__Input data__
PR #532, opened 2023-07-21
Show server side error when login failed

### LINKED ISSUE #511: Sign in error "None"
The error message "None" is not very descriptif

suricactus:
EDIT:
Even better now.
image

---

So far it was showing "Failed to login: None"

image

Fixes #511

### DIFF
--- a/qfieldsync/core/cloud_api.py
+++ b/qfieldsync/core/cloud_api.py
@@ -682,14 +682,16 @@ class CloudNetworkAccessManager(QObject):
 
         error = self.user_details.get("error")
         if self._login_error:
-            if self._login_error.httpCode is None:
+            if self._login_error.httpCode is None or (
+                self._login_error.httpCode >= 400 and self._login_error.httpCode < 500
+            ):
                 error = str(self._login_error)
             elif self._login_error.httpCode >= 500:
                 error = self.tr("Server error {}").format(self._login_error.httpCode)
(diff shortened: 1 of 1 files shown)


qfieldsync/core/cloud_api.py
```diff
@@ -682,14 +682,16 @@ def get_last_login_error(self) -> str:
 
         error = self.user_details.get("error")
         if self._login_error:
-            if self._login_error.httpCode is None:
+            if self._login_error.httpCode is None or (
+                self._login_error.httpCode >= 400 and self._login_error.httpCode < 500
+            ):
                 error = str(self._login_error)
             elif self._login_error.httpCode >= 500:
                 error = self.tr("Server error {}").format(self._login_error.httpCode)
```
faebebin, line 690:
```suggestion
            http_code = self._login_error.httpCode
            if http_code and http_code >= 500:
                error = self.tr("Server error {}").format(http_code)
            elif http_code is None or http_code >= 400:
                error = str(self._login_error)
```

faebebin: just some idea, not sure bout correctness But creating a variable would improve readability anyway?

suricactus: Agreed. I am not a big fan of reassigning values to new variables, but in this case it is better. Thanks!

__Work instructions__
Throughout the material above, find every line holding "None" and copy it.

__Written response__
### LINKED ISSUE #511: Sign in error "None"
The error message "None" is not very descriptif
So far it was showing "Failed to login: None"
-            if self._login_error.httpCode is None:
+            if self._login_error.httpCode is None or (
-            if self._login_error.httpCode is None:
+            if self._login_error.httpCode is None or (
            elif http_code is None or http_code >= 400:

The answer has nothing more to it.